**Your task:** As the answer, set down the lines below from the one containing "Currently harmless at" through the one containing "fix(tracer): jvm-tracer.sh excludes", exactly and inclusively, and no others.

[Opening The data section]

Issue #2045, opened 2026-07-08
jvm-tracer.sh: java/groovy per-method traceCall() injection regex also matches if/while/for/catch blocks


carlos-alm:
## Bug

While validating the fix for #1913, I got the java and groovy dynamic-call-tracer sed injections to actually execute on BSD sed for the first time (they previously failed with a hard syntax error before even reaching this logic). That surfaced a separate, pre-existing precision bug: the per-method `traceCall()` injection regex in `tests/benchmarks/resolution/tracer/jvm-tracer.sh` matches **any** line ending in `) {` (optionally with whitespace) that isn't a `class `/`interface ` declaration — not just method signatures.

```bash
sedi_append_unless '/\)[[:space:]]*\{$/' '/class |interface /' \
    '        CallTracer.traceCall();' "$javafile"
```

Unlike the kotlin/scala tracers (which anchor on the `fun `/`def ` keyword), java and groovy's per-method pattern has no such anchor, so it also matches `if (...) {`, `while (...) {`, `for (...) {`, `switch (...) {`, and `catch (...) {` lines.

Example (from `tests/benchmarks/resolution/fixtures/java/UserService.java` after injection):

```java
public void createUser(String id, String name, String email) {
    CallTracer.traceCall();
    boolean valid = validator.validateUser(name, email);
    if (!valid) {
    CallTracer.traceCall();          // <-- spurious: same enclosing method, not a real call site
        throw new IllegalArgumentException("Invalid user data");
    }
    ...
}
```

## Impact

Currently harmless at runtime: `CallTracer.traceCall()` records `stack[2]` (the caller's caller) as the edge source, which is the *enclosing method* regardless of whether the call happens at the top of the method body or inside a nested `if`/`while` block, so the spurious call produces an edge with the same key as the one already recorded at method entry — deduplicated by the `seen` Set in `CallTracer.java`/`CallTracer.groovy`. No incorrect edges reach the JSON output today.

It's still worth fixing because:
- It's fragile — any future refactor of `CallTracer`/dedup logic could turn silent duplicates into duplicate or incorrect edges.
- It does unnecessary extra work (redundant `traceCall()` invocations, extra bookkeeping) on every control-flow block in every method.

## Suggested fix

[...]

PR #2449, opened 2026-08-10
fix(tracer): jvm-tracer.sh excludes anonymous-class/closure bodies from traceCall() injection

### LINKED ISSUE #2272: jvm-tracer.sh: java/groovy per-method traceCall() injection can also match anonymous-class/closure bodies
## Bug

Follow-up from #2045. The java/groovy per-method `traceCall()` injection in `tests/benchmarks/resolution/tracer/jvm-tracer.sh` matches any line ending in `) {` that isn't excluded by the negate pattern:

```bash
sedi_append_unless '/\)[[:space:]]*\{$/' '/class |interface |if |while |for |switch |catch |synchronized |try /' \
    '        CallTracer.traceCall();' "$javafile"
```

#2045 fixed the control-flow-keyword false positives (`if`/`while`/`for`/`switch`/`catch`/`synchronized`/`try-with-resources`). A related but distinct shape is still unguarded:

- **Java anonymous class instantiation**, e.g. `new Runnable() {` — matches the outer `) {` pattern, isn't excluded (no literal `class `/`interface ` on that line), and injecting a bare statement directly into a class body (rather than inside one of its method bodies) is invalid Java and would fail compilation if such a fixture existed.
- **Groovy trailing-closure method calls with explicit parens**, e.g. `list.findAll() {` or a DSL-style `withLock() {` — also matches the outer pattern and isn't excluded; the injected `traceCall()` would land inside a closure literal rather than a real method body.

## Impact

No current fixture (`tests/benchmarks/resolution/fixtures/java/*.java`, `tests/benchmarks/resolution/fixtures/groovy/*.groovy`) contains either shape today, so this doesn't currently break the benchmark. It's a latent correctness/robustness gap in the same injection helper, worth tracking separately since fixing it requires different handling (Java: the anonymous-class case is a hard compile error, not a silently-deduped runtime no-op like the #2045 case; Groovy: needs to distinguish a real method declaration from a trailing-closure call expression, which the current negate-list approach can't cleanly express).

## Suggested fix

Investigate whether a more structural approach (e.g. requiring a `<modifiers> <type> <name>(` shape before the `) {`, or tracking brace depth relative to the last `class `/`interface ` line) is needed here, since negate-list extension has diminishing returns for this class of false positive.

carlos-alm:
## Summary

Follow-up to #2045. The java/groovy per-method `traceCall()` injection in `tests/benchmarks/resolution/tracer/jvm-tracer.sh` matches any line ending in `) {` that isn't excluded by the negate pattern. #2045 fixed the control-flow-keyword false positives. Two related shapes still shared that pattern and weren't excluded:

- **Java anonymous class instantiation**, e.g. `new Runnable() {` — injecting a bare statement directly into a class body, rather than inside one of its method bodies, is invalid Java.
- **Groovy trailing-closure method calls with explicit parens**, e.g. `list.findAll() {` or a DSL-style `lock.withLock() {` — the injected `traceCall()` would land inside a closure literal rather than a real method body.

No current fixture triggers either shape, so this doesn't currently break the benchmark — it's a latent robustness gap in the same injection helper.

## Fix

Extends the existing negate-list (matching #2045's own approach — the issue explicitly noted "negate-list extension has diminishing returns," but these two additions are narrow and unambiguous, so a full structural rewrite — brace-depth tracking relative to the last `class`/`interface` line — isn't warranted yet):

- `new[[:space:]]+[A-Za-z_$]` excludes an anonymous-class opening. Java has no default parameter values, so a method's own signature can never itself contain `new SomeType(` — any line matching the outer pattern that also contains this is unambiguously an anonymous-class body, not a method signature.
- `\.[A-Za-z_][A-Za-zA-Z0-9_]*\([^()]*\)[[:space:]]*\{[[:space:]]*$` (Groovy only) excludes a trailing-closure call. A real Groovy method declaration is never written as `<qualifier>.<name>(...) {`, and a dotted, fully-qualified return type (`java.util.List getUsers() {`) still has a space — not a dot — directly before the method name, so it isn't caught by this exclusion.

Both additions are applied to the Java branch; the closure-call exclusion is Groovy-only (Java has no closure-call syntax to exclude).

## Testing

Verified directly against representative snippets (shown below) that:
- The anonymous class's own opening is skipped, but its own inner method is still correctly traced.
- A trailing-closure call is skipped, but the enclosing real method — and a method with a fully-qualified return type — are still correctly traced.
- Confirmed each new test actually catches the regression: reverted the corresponding negate-pattern fragment, confirmed the test fails, then restored it.

Full `javac`/`groovyc` compilation could not be verified end-to-end in this environment (no JRE available locally). Verified instead at the sed-transformation level directly via the shared `tracer-common.sh` helpers — exactly what `tracer-common.test.ts` already does, and for the same reason (toolchain-independent, runs identically regardless of which compilers happen to be installed).

- New tests in `tests/benchmarks/resolution/tracer/tracer-common.test.ts`: 2 new cases (Java anonymous class, Groovy trailing closure), all 7 tests in the file passing.
- Full suite: 5039 tests passing (WASM + native) — after rebuilding the native addon from source, since the npm-installed one in this worktree was stale relative to several recent native-behavior-changing merges and caused unrelated native/parity test failures.
- `node scripts/parity-compare.mjs`: 42/42 fixtures identical across engines.
- `npm run lint` / `shellcheck`: clean (shellcheck's existing info-level notices are all pre-existing and unrelated to this change).

Closes #2272

### DIFF
--- a/tests/benchmarks/resolution/tracer/jvm-tracer.sh
+++ b/tests/benchmarks/resolution/tracer/jvm-tracer.sh
@@ -155,13 +155,17 @@ case "$LANG" in
             # `new[[:space:]]` (#2272) additionally excludes an anonymous class
             # instantiation (`new Runnable() {`), which also shares the "...) {"
             # shape: Java has no default parameter values, so a method's own
-            # signature can never itself contain `new SomeType(` -- any line
-            # matching the outer pattern that also contains `new <Identifier>`
-            # is unambiguously an anonymous-class body opening, not a method
-            # signature (injecting into it would be invalid Java -- a bare
-            # statement directly in a class body -- rather than a distinct
-            # method body to trace).
-            sedi_append_unless '/\)[[:space:]]*\{$/' '/class[[:space:]]|interface[[:space:]]|if[[:space:]]|while[[:space:]]|for[[:space:]]|switch[[:space:]]|catch[[:space:]]|synchronized[[:space:]]|try[[:space:]]|new[[:space:]]+[A-Za-z_$]/' \
+            # signature can never itself contain the token `new` followed by
+            # whitespace -- any line matching the outer pattern that also
+            # contains it is unambiguously an anonymous-class body opening, not
+            # a method signature (injecting into it would be invalid Java -- a
+            # bare statement directly in a class body -- rather than a distinct
+            # method body to trace). Deliberately NOT anchored to an identifier
+            # immediately after the whitespace (`new[[:space:]]+[A-Za-z_$]`)
+            # -- that missed `new /* comment */ Runnable() {} ` (Greptile
+            # review, PR #2449); the bare `new` keyword followed by whitespace
+            # is already the unambiguous signal on its own.
+            sedi_append_unless '/\)[[:space:]]*\{$/' '/class[[:space:]]|interface[[:space:]]|if[[:space:]]|while[[:space:]]|for[[:space:]]|switch[[:space:]]|catch[[:space:]]|synchronized[[:space:]]|try[[:space:]]|new[[:space:]]/' \
                 '        CallTracer.traceCall();' "$javafile"
         done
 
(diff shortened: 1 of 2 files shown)


carlos-alm:
@greptileai

carlos-alm:
@greptileai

[Closing The data section]

**Problem solution:**
Currently harmless at runtime: `CallTracer.traceCall()` records `stack[2]` (the caller's caller) as the edge source, which is the *enclosing method* regardless of whether the call happens at the top of the method body or inside a nested `if`/`while` block, so the spurious call produces an edge with the same key as the one already recorded at method entry — deduplicated by the `seen` Set in `CallTracer.java`/`CallTracer.groovy`. No incorrect edges reach the JSON output today.

It's still worth fixing because:
- It's fragile — any future refactor of `CallTracer`/dedup logic could turn silent duplicates into duplicate or incorrect edges.
- It does unnecessary extra work (redundant `traceCall()` invocations, extra bookkeeping) on every control-flow block in every method.

## Suggested fix

[...]

PR #2449, opened 2026-08-10
fix(tracer): jvm-tracer.sh excludes anonymous-class/closure bodies from traceCall() injection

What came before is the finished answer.